Le secteur bancaire européen attire aujourd’hui une attention renouvelée, et ce n’est pas un hasard. Depuis près de vingt trimestres, les banques européennes surperforment le marché. Après plus de quinze années de « reconstruction » – marquées par un renforcement massif des fonds propres, une réduction significative des risques et une transformation vers des modèles plus sobres – le secteur récolte enfin les fruits de cette discipline.
Qu’est-ce qui a enclenché cette dynamique de surperformance ?
La transformation s’est jouée en deux temps.
1. 2014–2021 : l’ère des taux négatifs et du nettoyage des bilan
Pendant près de huit ans, les taux négatifs ont exercé une pression considérable sur les revenus nets d’intérêt des banques (en moyenne une perte de 40%).
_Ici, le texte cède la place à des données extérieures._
PR #3849, opened 2026-08-05
#3674 Cover StateManager's state transitions and subscriber notification with Vitest tests

Wotuu:
:robot: Part of #3674 (target **C** of the suggested split: `statemanager.js`), alongside #3847 (A) and #3848 (B).

With this one every target in #3674 has an MR, so **merging all three closes the issue** — but none of them claims `Closes` on its own.

## What this does

Adds `resources/assets/js/custom/statemanager.test.js` — coverage over the global state every map
page reads — and, following review, **fixes the bugs that coverage turned up** instead of pinning
them.

### Tests

- **map context** — `setMapContext()` builds the right class per `MAP_CONTEXT_TYPE_*` (all five)
  and leaves the previous context in place on an unknown type; `isMapAdmin()` is true only for the
  mapping editor.
- **floor state** — `setFloorId()` notification payloads, `getCurrentFloor()` resolving through
  `Number()` on both sides, and the new visible-floor guard.
- **zoom** — `setMapZoomLevel()` reports the previous level and stays silent when unchanged
  (`setFloorId()` deliberately has no such guard; that asymmetry is pinned).
- **cookie-backed display settings** — enemy display type, both opacities, both borders, both
  heatmap toggles, facade style and number style, including the unset-cookie defaults.
- the rest of the surface: `isCurrentDungeonFacadeEnabled()`, focused enemy, MDT mapping mode,
  user roles / patreon benefits, snackbar id bookkeeping, `updateKillZones()` flattening, pull
  gradient parsing, and echo state.

### Fixes

1. **`getPullGradientHandlers()` threw on a malformed gradient.** It dereferenced `values[1]`
   without checking it existed, so a `pull_gradient` with a trailing comma — or any handler with no
   space in it — threw a `TypeError`. `pull_gradient` is persisted with **no format validation at
   all** (`storePullGradient()` takes a bare `Request`; the other path is only
   `nullable|string|max:2000`), so those strings really can be stored. Reproduced against a live
   route holding `0% #ff0000,`. Unusable handlers are now skipped, and the defaults are used only
   when *nothing* parses — `pickHexFromHandlers()` indexes `handlers[0]` unconditionally, so an
   empty list is its own `TypeError`.

   Blast radius is the route's **own editor**, not its viewers: the three callers are the pull
   settings tab's init, `createNewPull()`, and the sidebar drag-reorder — all edit-mode only.

2. **Both opacity getters returned `NaN` on a missing cookie.** `Number(undefined)` is `NaN`, and
   `opacity: NaN%` is dropped by the browser, rendering unkilled enemies fully opaque. Given the
   same `isNaN()` fallback `getKillZonePathWeight()` already has (50 / 80, matching what `map.js`
   writes the cookies with). Same class as the `getMapZoomSpeed()` `NaN` fixed earlier in the branch.

3. **`setFloorId()` accepted any floor id** (@Wotuu's review). `getCurrentFloor()` answers `false`
   for a floor it cannot resolve, and callers read `.id`/`.index` straight off that — so `false.id`
   is `undefined` rather than a throw, and that `undefined` reached the tile URL's `{index}` segment
   and `floor_id` on ajax payloads. It now refuses a floor not visible in the current map context
   and logs why, sharing `getCurrentFloor()`'s lookup via a new `isVisibleFloorId()` so the string
   ids the floor `<select>` produces are still accepted.

### Also fixed here: an unrelated CI flake

`AjaxKillZoneControllerTest::store_givenAFacadeLocationWhileTheMapFacadeStyleSaysSplitFloors_persistsTheLocationOnItsRealFloor`
(added in master's `1788bef1b`) took the first non-facade enemy with a `lat` and *asserted* it lived
inside a floor union area. Union areas cover only part of a floor, so that is an assumption, and
`findDungeon()` shuffles — the test failed for whichever facade dungeon it landed on.
`lowerkarazhan` is the one of 53 where it bites: 406 of its 408 candidate enemies convert onto the
facade floor, but the first two do not.

The conversion is now a requirement on the fixture (a `resolve()` closure) rather than an assertion
after the fact. Verified across all 53 facade dungeons: every one resolves a usable enemy, none is
rejected. Not related to this branch — fixed here rather than deferred, since it was red on this PR.

## Notes for the reviewer

- **Signalable is not stubbed.** Subscriber notification *is* the subject of this file, so the
  tests register real listeners on the real event bus and assert on the delivered
  `{name, context, data}` payloads. That is why `signalable.js` gets the guarded UMD export footer
  too — the same no-op already shipping in `killzone.js` / `enemy.js`.
- The cookie jar is a real read-back store rather than the shared setup's write-less stub, because
  several getters read straight back out of `Cookies`.
- **`updateKillZones()` appears to be dead code** — `grep -rn "updateKillZones" resources/ app/`
  finds only its definition, and the `this.killZones` it writes is never read. I've left it (and
  its tests) alone rather than deleting a public method unilaterally, but it's a candidate for
  removal if you agree. Its tests can only ever pin the shape it invents, since nothing calls it.

## Verification

- `npm test` — 46 files / 627 tests green. `composer run fix` (0 files) and `composer run analyse`
  (no errors) both clean.
- **Mutation-checked**: dropping the `values.length` guard fails 4 tests; removing the empty-result
  fallback fails 4; reinstating the over-eager `< 2` threshold the cold reviewer caught fails 2;
  dropping both opacity `isNaN` fallbacks fails 2; dropping the `setFloorId` guard fails 2. Earlier
  set still killed: both `Number()` floor coercions, `isMapAdmin()` widening, the `isNaN` guard in
  `getKillZonePathWeight()`, the zoom changed-check, and the snackbar existence check.
- **Headless Chrome against a real route page** (`/route/halls-of-atonement/...`): map renders, no
  page errors, initial floor accepted on load, string `'78'` from the DOM accepted (resolves to
  floor index 2), `999` refused with the console error and the floor left unchanged. With fix 1
  reverted, a route holding `pull_gradient = '0% #ff0000,'` made `getPullGradientHandlers()` throw a
  real `TypeError`; with it, parsing succeeds.
- No rendered output changed, so no before/after screenshots. The map screenshot posted as a comment
  is evidence the floor guard does not break page load, not a visual diff.

## Follow-ups filed

- #3946 — move focused-enemy state off `StateManager` onto `EnemyMapObjectGroup` (as requested).
- #3947 — use `enemyDisplayType` consistently instead of `enemyVisualType`/`enemy_visual_type`.

### DIFF
--- a/resources/assets/js/custom/statemanager.js
+++ b/resources/assets/js/custom/statemanager.js
@@ -814,3 +814,11 @@ class StateManager extends Signalable {
         });
     }
 }
+
+// Guarded export for the test runner (Vitest). This is a no-op in the browser,
+// where `module` is undefined, so it does not affect the concatenated bundle.
+if (typeof module !== 'undefined' && module.exports) {
+    module.exports = {
+        StateManager,
+    };
+}
--- a/resources/assets/js/custom/statemanager.js
+++ b/resources/assets/js/custom/statemanager.js
@@ -316,7 +316,12 @@ class StateManager extends Signalable {
      */
     getUnkilledEnemyOpacity() {
         console.assert(this instanceof StateManager, 'this is not a StateManager', this);
-        return Number(Cookies.get('map_unkilled_enemy_opacity'));
+        let opacity = Number(Cookies.get('map_unkilled_enemy_opacity'));
+
+        // Same hazard as getKillZonePathWeight(): the cookie may be missing on a cookie-less
+        // headless render, and `opacity: NaN%` is simply dropped by the browser - rendering
+        // unkilled enemies fully opaque. Fall back to the default map.js first sets it to.
+        return isNaN(opacity) ? 50 : opacity;
     }
 
     /**
@@ -337,7 +342,10 @@ class StateManager extends Signalable {
      */
     getUnkilledImportantEnemyOpacity() {
         console.assert(this instanceof StateManager, 'this is not a StateManager', this);
-        return Number(Cookies.get('map_unkilled_important_enemy_opacity'));
+        let opacity = Number(Cookies.get('map_unkilled_important_enemy_opacity'));
+
+        // See getUnkilledEnemyOpacity() - same missing-cookie fallback, different default.
+        return isNaN(opacity) ? 80 : opacity;
     }
 
     /**
@@ -401,16 +409,18 @@ class StateManager extends Signalable {
     getCurrentFloor() {
         console.assert(this instanceof StateManager, 'this is not a StateManager', this);
 
-        if (this._visibleFloorsByFloorId === null) {
-            this._visibleFloorsByFloorId = new Map();
+        return this._getVisibleFloorsByFloorId().get(Number(this._floorId)) ?? false;
+    }
 
-            let floors = this._mapContext.getVisibleFloors();
-            for (let i = 0; i < floors.length; i++) {
-                this._visibleFloorsByFloorId.set(Number(floors[i].id), floors[i]);
-            }
-        }
+    /**
+     * Checks if the given floor is one of the floors visible in the current map context.
+     * @param {Number|String} floorId
+     * @returns {boolean}
+     */
+    isVisibleFloorId(floorId) {
+        console.assert(this instanceof StateManager, 'this is not a StateManager', this);
 
-        return this._visibleFloorsByFloorId?.get(Number(this._floorId)) ?? false;
+        return this._getVisibleFloorsByFloorId().has(Number(floorId));
     }
 
     /**
@@ -421,10 +431,41 @@ class StateManager extends Signalable {
      */
     setFloorId(floorId, center = null, zoom = null) {
         console.assert(this instanceof StateManager, 'this is not a StateManager', this);
+
+        // Refuse a floor that isn't visible in this map context. getCurrentFloor() answers `false`
+        // for an unknown floor, and every consumer reads `.id`/`.index` straight off that result -
+        // which is `undefined` rather than a throw, so a bad floor id would otherwise propagate
+        // silently into tile URLs and ajax payloads. Keeping the floor we're on is the safer of the
+        // two bad options, and the error says why. Skipped while the map context is still unset,
+        // so this cannot fire before statemanager.blade.php has installed one.
+        if (this._mapContext !== null && !this.isVisibleFloorId(floorId)) {
+            console.error(`Refusing to set floor id '${floorId}'; it is not visible in the current map context`);
+
+            return;
+        }
+
         this._floorId = floorId;
 
         // Let everyone know it's changed
         this.signal('floorid:changed', {floorId: this._floorId, center: center, zoom: zoom});
+    }
+
+    /**
+     * Builds - once - a lookup of the map context's visible floors, keyed by their numeric id.
+     * @returns {Map<Number, Object>}
+     * @private
+     */
+    _getVisibleFloorsByFloorId() {
+        if (this._visibleFloorsByFloorId === null) {
+            this._visibleFloorsByFloorId = new Map();
+
+            let floors = this._mapContext.getVisibleFloors();
+            for (let i = 0; i < floors.length; i++) {
+                this._visibleFloorsByFloorId.set(Number(floors[i].id), floors[i]);
+            }
+        }
+
+        return this._visibleFloorsByFloorId;
     }
 
     /**
@@ -668,15 +709,23 @@ class StateManager extends Signalable {
                 if (handlers.hasOwnProperty(index)) {
                     let handler = handlers[index];
                     let values = handler.trim().split(' ');
-                    // Only RGB values
-                    if (values[1].indexOf('#') === 0) {
+                    // Only RGB values. The color may be missing entirely - a trailing comma, or a
+                    // handler with no space in it, leaves values[1] undefined - so check for it
+                    // before dereferencing rather than throwing on the way to drawing the map.
+                    if (values.length > 1 && values[1].indexOf('#') === 0) {
                         result.push([parseInt(('' + values[0]).replace('%', '')), values[1]]);
                     } else {
                         console.warn('Invalid handler found:', handler);
                     }
                 }
             }
-        } else {
+        }
+
+        // pull_gradient is persisted without any format validation, so a route may well carry a
+        // gradient that yields fewer than the two handlers pickHexFromHandlers() requires (it
+        // indexes handlers[0] and handlers[length - 1] unconditionally). Fall back to the defaults
+        // rather than handing it a list it cannot work with.
+        if (result.length < 2) {
             result = c.map.editsidebar.pullGradient.defaultHandlers;
         }
 
--- a/resources/assets/js/custom/statemanager.js
+++ b/resources/assets/js/custom/statemanager.js
@@ -434,7 +434,11 @@ class StateManager extends Signalable {
     getMapZoomSpeed() {
         console.assert(this instanceof StateManager, 'this is not a StateManager', this);
 
-        return parseInt(Cookies.get('map_zoom_speed'));
+        let zoomSpeed = parseInt(Cookies.get('map_zoom_speed'));
+
+        // The cookie may be missing; fall back to the same default used when it's first set
+        // (see map.js/mapsettings.blade.php) rather than returning NaN.
+        return isNaN(zoomSpeed) ? 50 : zoomSpeed;
     }
 
     /**
--- a/resources/assets/js/custom/statemanager.js
+++ b/resources/assets/js/custom/statemanager.js
@@ -722,10 +722,13 @@ class StateManager extends Signalable {
         }
 
         // pull_gradient is persisted without any format validation, so a route may well carry a
-        // gradient that yields fewer than the two handlers pickHexFromHandlers() requires (it
-        // indexes handlers[0] and handlers[length - 1] unconditionally). Fall back to the defaults
-        // rather than handing it a list it cannot work with.
-        if (result.length < 2) {
+        // gradient from which nothing usable survives. pickHexFromHandlers() indexes handlers[0]
+        // unconditionally, so an empty list is its own TypeError - fall back to the defaults.
+        // A single handler is deliberately kept: it is reachable (grapick lets you remove stops
+        // down to one) and works, since handlers[0] === handlers[length - 1] makes every weight
+        // resolve to that one color. Replacing it would also feed the defaults back into grapick
+        // on SettingsTabPull.activate(), overwriting the user's saved gradient on the next edit.
+        if (result.length < 1) {
             result = c.map.editsidebar.pullGradient.defaultHandlers;
         }
 
--- a/resources/assets/js/custom/statemanager.js
+++ b/resources/assets/js/custom/statemanager.js
@@ -312,11 +312,11 @@ class StateManager extends Signalable {
 
     /**
      * Get the opacity at which unkilled enemies should be rendered at.
-     * @returns {string}
+     * @returns {Number}
      */
     getUnkilledEnemyOpacity() {
         console.assert(this instanceof StateManager, 'this is not a StateManager', this);
-        return Cookies.get('map_unkilled_enemy_opacity');
+        return Number(Cookies.get('map_unkilled_enemy_opacity'));
     }
 
     /**
@@ -333,11 +333,11 @@ class StateManager extends Signalable {
 
     /**
      * Get the opacity at which unkilled important enemies should be rendered at.
-     * @returns {string}
+     * @returns {Number}
      */
     getUnkilledImportantEnemyOpacity() {
         console.assert(this instanceof StateManager, 'this is not a StateManager', this);
-        return Cookies.get('map_unkilled_important_enemy_opacity');
+        return Number(Cookies.get('map_unkilled_important_enemy_opacity'));
     }
 
     /**
--- a/resources/assets/js/custom/statemanager.test.js
+++ b/resources/assets/js/custom/statemanager.test.js
@@ -29,18 +29,33 @@ global.cookieDefaultAttributes = undefined;
 // 1c. Map context classes. Only their identity matters to StateManager: setMapContext() picks one
 // by `type` and isMapAdmin() answers `instanceof MapContextMappingVersionEdit`. Each records the
 // raw context it was constructed with so a test can prove the payload was handed through.
-global.MapContextDungeonRoute = class MapContextDungeonRoute {
+// The `extends` chain mirrors the real one (custom/mapcontext/*.js) exactly:
+//
+//   MapContext
+//   |- MapContextDungeonRoute -> MapContextLiveSession
+//   `- MapContextMappingVersion
+//      |- MapContextDungeonExplore -> MapContextDungeonRouteSearch
+//      `- MapContextMappingVersionEdit
+//
+// isMapAdmin() would answer identically under a flatter stub, but only this shape can tell a
+// widening to `instanceof MapContextMappingVersion` (which would wrongly admit explore/search)
+// apart from a widening to `instanceof MapContextDungeonRoute` (which would not).
+global.MapContext = class MapContext {
     constructor(mapContext) {
         this.mapContext = mapContext;
     }
 };
+global.MapContextDungeonRoute = class MapContextDungeonRoute extends global.MapContext {
+};
 global.MapContextLiveSession = class MapContextLiveSession extends global.MapContextDungeonRoute {
 };
-global.MapContextMappingVersionEdit = class MapContextMappingVersionEdit extends global.MapContextDungeonRoute {
+global.MapContextMappingVersion = class MapContextMappingVersion extends global.MapContext {
 };
-global.MapContextDungeonExplore = class MapContextDungeonExplore extends global.MapContextDungeonRoute {
+global.MapContextMappingVersionEdit = class MapContextMappingVersionEdit extends global.MapContextMappingVersion {
 };
-global.MapContextDungeonRouteSearch = class MapContextDungeonRouteSearch extends global.MapContextDungeonRoute {
+global.MapContextDungeonExplore = class MapContextDungeonExplore extends global.MapContextMappingVersion {
+};
+global.MapContextDungeonRouteSearch = class MapContextDungeonRouteSearch extends global.MapContextDungeonExplore {
 };
 
 // 1d. A cookie jar with real read-back, unlike the shared setup's write-less stub. The settings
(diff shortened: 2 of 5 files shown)


Wotuu:
:robot: Cold review: 4 findings

Dispatched to a fresh-context reviewer (no shared context with the implementing session). All four are addressed in 046f2f529:

1. **The `Number()` floor-id coercion was not actually pinned** — the test used a string id on *both* sides, so dropping both coercions kept all 55 tests green (I reproduced this before fixing). A string id in `visibleFloors` also cannot occur: `MapContextBase::toArray()` sends integers. The test now models the real asymmetry — integer ids from the server, a string id from the floor `<select>` — which kills the both-sided mutation as well as either one-sided one.
2. **The stale-lookup comment cited a mechanism that cannot happen** — it named a facade style change as the in-page context swap to worry about, but that path always ends in `window.location.reload()`. Reworded: nothing swaps `_mapContext` in-page today (`setMapContext()` has one caller, once per page load), so the pin is aimed at the first change that does.
3. **The stubbed MapContext hierarchy was inverted** — all five descended from `MapContextDungeonRoute`. `isMapAdmin()` answered identically, but the stub could not express the genuinely dangerous widening (`instanceof MapContextMappingVersion`, which would wrongly admit the explore/search contexts). Chain now mirrors the real one, and that mutation is part of the re-run set. The old body's "fails 3" claim was an artifact of the flat stub and has been corrected.
4. **Coverage gap** — `getKillZonePathWeight()` is the one cookie getter with a real `isNaN` guard (and a documented cookie-less-headless-render incident behind it) and was untested. Added, with its setter and `getMapZoomSpeed()` — which has the same `parseInt` shape *without* the guard, pinned as current behaviour rather than endorsed.

Verified after the fixes: `npm test` 40 files / 411 tests green (55 → 59 in this file); 5 mutations re-run, all killed.

Wotuu:

resources/assets/js/custom/statemanager.test.js
```diff
@@ -0,0 +1,653 @@
...
+        expect(stateManager.getCurrentFloor()).toBe(floor);
+    });
+
+    test('getCurrentFloor_givenAFloorThatIsNotVisible_returnsFalse', () => {
+        const stateManager = makeStateManager(makeFakeMapContext({visibleFloors: [{id: 1}]}));
+
+        stateManager.setFloorId(99);
+
+        expect(stateManager.getCurrentFloor()).toBe(false);
+    });
```
Wotuu: If an invalid floor is set, should it just.. not do that? Right now it seems like this will break the state?

resources/assets/js/custom/statemanager.test.js
```diff
@@ -0,0 +1,653 @@
...
+        const stateManager = makeStateManager(makeFakeMapContext({visibleFloors: [{id: 1}]}));
+        stateManager.setFloorId(1);
+        expect(stateManager.getCurrentFloor()).toEqual({id: 1});
+
+        stateManager._mapContext = makeFakeMapContext({visibleFloors: [{id: 1, name: 'Renamed'}, {id: 5}]});
+        stateManager.setFloorId(5);
+
+        expect(stateManager.getCurrentFloor()).toBe(false);
+    });
+});
```
Wotuu: FYI a map context is set once, and then NEVER changed again during the course of the lifetime of the page. It decides what "Version" of the map is loaded. That version never changes, only when you load a different page entirely.

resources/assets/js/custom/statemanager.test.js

Pour survivre, elles ont drastiquement réduit leurs coûts et assaini leurs bilans opérationnels.
2. Depuis 2022 : la remontée des taux
Lorsque les taux se sont redressés, les banques européennes étaient déjà assises sur des bilans assainis. Résultat : chaque hausse de taux s’est traduite par une amélioration sensible et continue du bénéfice par action.
Aujourd’hui, la qualité des actifs bancaires est bien meilleure qu’auparavant ?
Le ratio de prêts non performants s’établit autour de 2 % à l’échelle du secteur, un niveau historiquement bas. Les banques européennes ont conservé la plupart des provisions de précautions imposées sous le Covid. Les coussins de provisions demeurent ainsi élevés, renforçant la résilience face aux chocs éventuels et par là, la confiance des investisseurs.
Enfin, depuis la mise en œuvre des différentes réformes réglementaires depuis 2008, les banques ne peuvent plus prendre le même risque.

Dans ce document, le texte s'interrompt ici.